Is the dual space of a Banach space Hausdorff?

Question

Is there any counterexamples for that? or there is quick proof?

Answer 1

The dual of Banach space is a Banach space, hence Hausdorff.

Answer 2

Technically, it is important to say under which topology we are considering the dual space (there are several viable options). I will assume you meant the topology induced by the operator norm.

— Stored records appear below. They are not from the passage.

PR #20, opened 2020-05-28
update dependencies and use example token instead of flow token

joshuahannan:
In this PR:

* Updated dependencies for emulator, go-sdk, and cadence
* fixed transaction templates to use the correct minting and burning
* separated deployment into its own function
* Make all the transaction templates generic so that any fungible token could use them and just insert their names and storage locations into the templates.

* Made an exact copy of FlowToken as ExampleToken, minus the initializer that requires an argument.  Now that FlowToken is deployed, I think it should be part of the flow-core-contracts repository and this repo can be specifically for the fungible token standard. I left FlowToken in here in case there is something that depends on it right now, but ideally I would like to get it out of here completely and use example token from now on


test/templates.go
```diff
@@ -10,64 +10,64 @@ import (
...
 
-              acct.link<&FlowToken.Vault{FungibleToken.Receiver}>(/public/flowTokenReceiver, target: /storage/flowTokenVault)
-              acct.link<&FlowToken.Vault{FungibleToken.Balance}>(/public/flowTokenBalance, target: /storage/flowTokenVault)
+              acct.link<&%s.Vault{FungibleToken.Receiver}>(/public/%sReceiver, target: /storage/%sVault)
+              acct.link<&%s.Vault{FungibleToken.Balance}>(/public/%sBalance, target: /storage/%sVault)
           }
       }
     `
-	return []byte(fmt.Sprintf(template, fungibleAddr, flowAddr))
+	return []byte(fmt.Sprintf(template, fungibleAddr, tokenName, tokenAddr, tokenName, storageName, tokenName, storageName, storageName, tokenName, storageName, storageName))
```
psiemens, line 29: You can simplify this a bit with indexes to avoid repeating arguments:

```go
func GenerateCreateTokenScript(fungibleAddr, tokenAddr flow.Address, tokenName, storageName string) []byte {
	template := `
	  import FungibleToken from 0x%[1]s 
	  import %[3]s from 0x%[2]s
      transaction {
          prepare(acct: AuthAccount) {
              let vault <- %[3]s.createEmptyVault()
              acct.save(<-vault, to: /storage/%[4]sVault)
              acct.link<&%[3]s.Vault{FungibleToken.Receiver}>(/public/%[4]sReceiver, target: /storage/%[4]sVault)
              acct.link<&%[3]s.Vault{FungibleToken.Balance}>(/public/%[4]sBalance, target: /storage/%[4]sVault)
          }
      }
    `
	return []byte(fmt.Sprintf(template, fungibleAddr, tokenAddr, tokenName, storageName))
}
```

psiemens: Same for all the templates in this file

test/templates.go
```diff
@@ -77,95 +77,94 @@ func GenerateTransferVaultScript(fungibleAddr, flowAddr flow.Address, receiverAd
...
-				self.vault <- mintAndBurn.mintTokens(amount: %d.0)
+			  self.tokenAdmin = signer
+				.borrow<&%s.Administrator>(from: /storage/%sAdmin) 
+				?? panic("Signer is not the token admin")
+	
+			  self.tokenReceiver = getAccount(0x%s)
+				.getCapability(/public/%sReceiver)!
+				.borrow<&%s.Vault{FungibleToken.Receiver}>()
+				?? panic("Unable to borrow receiver reference")
 			}
```
psiemens, line 103: 👍

joshuahannan:
@psiemens I fixed all the templates. Could I get an approval so I can merge? Thanks! 😄

contracts/go.mod
```diff
@@ -3,7 +3,9 @@ module github.com/onflow/flow-ft/contracts
 go 1.14
 
 require (
+	github.com/dapperlabs/flow-emulator v0.4.0 // indirect
```
psiemens, line 6: Is `github.com/dapperlabs/flow-emulator` needed as a dependency here? Unfortunately it's breaking CI because it' still a private repo. 😢 

Maybe try running `go mod tidy` in this repo?

PR #22, opened 2020-06-05
Adds custom example token contract Getters

joshuahannan:
I added getters for the example contract where anyone can replace the `ExampleToken` name with any name of their choice so others can easily deploy their own custom token. Also added a test to ensure that it works.

Primarily so Dapper Utility Coin can use this to deploy without having to copy and paste


test/go.mod
```diff
@@ -9,3 +9,5 @@ require (
 	github.com/onflow/flow-go-sdk v0.4.0
 	github.com/stretchr/testify v1.5.1
 )
+
+replace github.com/onflow/flow-ft/contracts => ../contracts
```
psiemens, line 13: 👍

contracts/contracts.go
```diff
@@ -51,6 +51,27 @@ func ExampleToken(fungibleTokenAddr string) []byte {
 	return []byte(code)
 }
 
+// CustomizableExampleToken returns the ExampleToken contract with a custom Name.
+//
+// The returned contract will import the FungibleToken contract from the specified address.
+func CustomizableExampleToken(fungibleTokenAddr, tokenName string) []byte {
```
psiemens, line 57:
```suggestion
func CustomToken(fungibleTokenAddr, tokenName string) []byte {
```

Maybe just shorten it for simplicity?

contracts/contracts.go
```diff
@@ -51,6 +51,27 @@ func ExampleToken(fungibleTokenAddr string) []byte {
 	return []byte(code)
 }
 
+// CustomizableExampleToken returns the ExampleToken contract with a custom Name.
+//
+// The returned contract will import the FungibleToken contract from the specified address.
```
psiemens, line 56:
```suggestion
// The returned contract will import the FungibleToken interface from the specified address.
```

I could see this causing a little bit of confusion

contracts/contracts.go
```diff
@@ -51,6 +51,27 @@ func ExampleToken(fungibleTokenAddr string) []byte {
 	return []byte(code)
 }
 
+// CustomizableExampleToken returns the ExampleToken contract with a custom Name.
```
psiemens, line 54:
```suggestion
// CustomizableExampleToken returns the ExampleToken contract with a custom name.
```

PR #24, opened 2020-06-06
invalid transfer token and forwarding

joshuahannan:
* Wrote a test to ensure that you cannot deposit a `Vault` from one token into a `Vault` of a different token
* Made some fixes to tokenforwarding and added a test to ensure it works correctly
* removed the storageName parameter from script generation to prevent mistakes
* made it possible to customize balance in CustomToken


src/contracts/TokenForwarding.cdc
```diff
@@ -26,32 +26,43 @@ pub contract TokenForwarding {
...
+            emit ForwardedDeposit(amount: balance, from: self.owner?.address)
         }
 
         // changeRecipient changes the recipient of the forwarder to the provided recipient
         //
-        pub fun changeRecipient(_ newRecipient: &{FungibleToken.Receiver}) {
+        pub fun changeRecipient(_ newRecipient: Capability) {
+            pre {
+                newRecipient.borrow<&{FungibleToken.Receiver}>() != nil: "Could not borrow Receiver reference from the Capability"
+            }
```
turbolent, line 51: What's the reason for adding this? Ensuring the capability can be borrowed in this setter doesn't really ensure it can be borrowed later. Same below

joshuahannan: Its not perfect, but even though it can be changed later potentially, it is good to know that at least it works when you initially set the value

joshuahannan: Does that make sense @turbolent? Are you ok with me merging it?

turbolent: Yep, that makes sense

PR #29, opened 2020-07-10
Use fixed-point literal

turbolent:
Noticed this while running https://github.com/onflow/cadence/pull/226


joshuahannan:
I've fixed this in a big PR I'm working on so I'll close this. Thanks for pointing it out though!

turbolent:
OK, I guess I'll wait with the compatibility suite then – Enabling it right now would mean that it would fail because of this issue.

joshuahannan:
@turbolent The PR is here if you'd like to review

We have the following

Fact: Every metric space $(X, d)$ is a Hausdorff topological space. (Of course we implicitly assume $X$ is given the topology induced by the metric, i.e., the topology consisting of the sets such that each point in the set has a surrounding open ball which is also in the set).

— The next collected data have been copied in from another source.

PR #30, opened 2020-07-10
Update template transactions and use them in templates package

joshuahannan:
* updated the transaction in the `transactions` directory so they were the accurate transactions for the fungible token
* Used those transaction in the `templates` package which is what the tests use. Now there is less copying and pasting.
* Changed the transactions and scripts to use arguments
* Changed the scripts to have return values which are checked in the tests 
* Updated dependencies


lib/go/test/token_test.go
```diff
@@ -105,21 +146,34 @@ func TestExternalTransfers(t *testing.T) {
...
 		tx := flow.NewTransaction().
 			SetScript(templates.GenerateTransferVaultScript(fungibleAddr, exampleTokenAddr, "ExampleToken")).
-			AddArgument(cadence.UFix64(30000_00000000)).
-			AddArgument(cadence.NewAddress(joshAddress)).
 			SetGasLimit(100).
 			SetProposalKey(b.ServiceKey().Address, b.ServiceKey().ID, b.ServiceKey().SequenceNumber).
 			SetPayer(b.ServiceKey().Address).
 			AddAuthorizer(exampleTokenAddr)
 
+		_ = tx.AddArgument(cadence.UFix64(30000_00000000))
```
turbolent, line 174: Consider using `NewUFix64("30000.0")` here and in other parts of the code.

Proof: Suppose $x,y \in X, x \neq y$ and thus $d(x,y) = r > 0$. Then if $z \in B(x,\frac{r}{3})$ we have $$r = d(x,y) < d(x,z) + d(z,y) < r/3 + d(z,y).$$ Thus $d(z,y) > 2r/3$ which shows that $z \notin B(y, \frac{r}{3})$. Essentially the same argument shows that $z \in B(y,\frac{r}{3})$ implies $z \notin B(x, \frac{r}{3})$. Thus $B(x,\frac{r}{3})$ and $B(y,\frac{r}{3})$ are neighborhoods of $x$ and $y$ respectively such that $B(x,\frac{r}{3}) \cap B(y,\frac{r}{3}) = \emptyset$. Since $x,y$ were arbitrary this shows that $(X,d)$ is Hausdorff.

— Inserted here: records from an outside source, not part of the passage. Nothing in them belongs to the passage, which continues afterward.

PR #35, opened 2020-07-21
adding a cadence minifier

vishalchangrani:
For the Ledger integration, we need to provide a minified transaction which can be included in the ledger software that runs on the device. It was suggested that this could be used as an opportunity to also kick-off a little `candence` minifier 🙂 

If this is not the right home for such a code please lemme know and I will move it.


lib/go/minifier/minifier_test.go
```diff
@@ -0,0 +1,42 @@
...
+let recipient = getAccount(to)
+let receiverRef = recipient.getCapability(/public/exampleTokenReceiver)!.borrow<&{FungibleToken.Receiver}>()
+?? panic("Could not borrow receiver reference to the recipient's Vault")
+receiverRef.deposit(from: <-self.sentVault)
+}
+}
+`
+// Test to test the minifier function
+func TestMinify(t *testing.T) {
+	inputFile := "../../../transactions/transfer_tokens.cdc"
```
vishalchangrani, line 32: testing with the transaction that ledger will be using.

lib/go/minifier/minifier_test.go
```diff
@@ -0,0 +1,42 @@
...
+	outputFile, err := ioutil.TempFile("/tmp", "minified*.cdc")
```
turbolent, line 33: `/tmp` is not the temporary directory on all platforms. Consider using an empty string for the directory. From https://golang.org/pkg/io/ioutil/#TempDir:

> If dir is the empty string, TempDir uses the default directory for temporary files (see os.TempDir)

```suggestion
	outputFile, err := ioutil.TempFile("", "minified*.cdc")
```

lib/go/minifier/minifier_test.go
```diff
@@ -0,0 +1,42 @@
...
+	require.NoError(t, err)
+	fmt.Println(outputFile.Name())
```
turbolent, line 35:
```suggestion
```

lib/go/minifier/minifier_test.go
```diff
@@ -0,0 +1,42 @@
...
+	defer os.Remove(outputFile.Name())
```
turbolent, line 36: Consider introducing a variable for the repeated `outputFile.Name()`

lib/go/minifier/minifier.go
```diff
@@ -0,0 +1,79 @@
...
+				return nil
+			}
+			return err
+		}
+
+		line = strings.TrimSpace(line)
+		if line == "" || strings.HasPrefix(line, commentsPrefix){
+			continue
+		}
+		_, err = writer.WriteString(line + "\n")
```
turbolent, line 69:
```suggestion
		_, err = writer.WriteString(line)
		if err != nil {
			return err
		}

		_, err = writer.WriteRune('\n')
		if err != nil {
			return err
		}
```

lib/go/minifier/minifier.go
```diff
@@ -0,0 +1,79 @@
...
+	log.Println("output file:", *outputFile)
+
+	err := minify(*inputFile, *outputFile)
+	if err != nil {
+		log.Fatalf("failed to minify %s", *inputFile)
+	}
+
+	log.Println("done")
+}
+func minify(inputFile, outputFile string) error {
```
turbolent, line 40:
```suggestion
}

func minify(inputFile, outputFile string) error {
```

lib/go/minifier/minifier.go
```diff
@@ -0,0 +1,79 @@
...
+import (
+	"bufio"
+	"flag"
+	"io"
+	"log"
+	"os"
+	"strings"
+)
+
+const commentsPrefix  = "//"
```
turbolent, line 12: Consider running gofmt on all files

```suggestion
const commentsPrefix = "//"
```

lib/go/minifier/minifier.go
```diff
@@ -0,0 +1,79 @@
...
+		line, err := reader.ReadString('\n')
+		if err != nil {
+			if err == io.EOF {
+				return nil
+			}
+			return err
+		}
+
+		line = strings.TrimSpace(line)
+		if line == "" || strings.HasPrefix(line, commentsPrefix){
```
turbolent, line 66:
```suggestion
		if line == "" || strings.HasPrefix(line, commentsPrefix) {
```

lib/go/minifier/go.mod
```diff
@@ -0,0 +1,7 @@
+module github.com/onflow/flow-ft/lib/go/minifier
+
+go 1.14
+
+require github.com/stretchr/testify v1.5.1
+
+replace github.com/onflow/flow-ft/lib/go/minifier => ../minifier
```
turbolent, line 7: Why is this needed? It seems to replace itself?

vishalchangrani: all `go.mod` have them e.g https://github.com/onflow/flow-ft/blob/d7d7a0d808b32481f96b34d4c892c184e071c9e1/lib/go/contracts/go.mod#L12. So I followed convention. I believe its for go.mod to use local copy if `minifier` is imported locally.

vishalchangrani:
> Nice!
> 
> If needed, we can work on something more sophisticated. This is highly related to pretty printing ([onflow/cadence#209](https://github.com/onflow/cadence/issues/209)), which we could use to generate minimal output. Furthermore, we could perform renaming of parameters and locals.
> 
> Not quite sure, but I feel like such a tool should probably just live in Cadence repo, given that it is not specific to the Fungible Token contract.

thanks for the review. I will move it over to the Cadence repo.

vishalchangrani:
Moved this change to the Cadence repo as per review comment (https://github.com/onflow/cadence/pull/252)

vishalchangrani:
closing this PR as this is now here https://github.com/onflow/cadence/pull/252

PR #39, opened 2020-09-08
Remove precondition in deposit function

turbolent:
@joshuahannan asked me to remove the precondition in the deposit function that the deposited amount must be larger than zero, as it is unnecessarily requires call-sites to handle the case specifically.
Removing the precondition is safe, as the type is unsigned, so cannot be negative.


joshuahannan:
Did you run the tests with the new contract? Need to run `make generate` in the `lib/go/contracts` directory to generate the contracts before testing.

turbolent:
No, I didn't realize that was necessary. I generated and pushed.

Tests are passing locally:

```
$ go test ./...
ok  	github.com/onflow/flow-ft/lib/go/contracts	0.184s
```

joshuahannan (approved):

Now notice that the dual of a Banach space is a normed space (in fact also a Banach space, but this is irrelevant) because it is normed by the operator norm $$\|x^*\|_{X^*} = \sup_{x \in X}|x^*(x)|.$$

This norm induces a metric in the usual way, and thus $X^*$ is Hausdorff.

Answer 3

Here:

normed => metric => Hausdorff

Answer 4

For $X^*$ to be Hausdorff in the weak topology, or even the weak* toplogy, it is enougn to know that the elements of $X$ separate points of $X^*$. But that is just the definition of equality for functions.

Given two distinct points $f,g \in X^*$, there is $x \in X$ so that $f(x) \ne g(x)$, and from this we get two disjoint open neighborhoods $\{k \in X^*: k(x) > r\}$ and $\{k \in X^*: k(x) < r\}$ where $r$ is chosen between $f(x)$ and $g(x)$.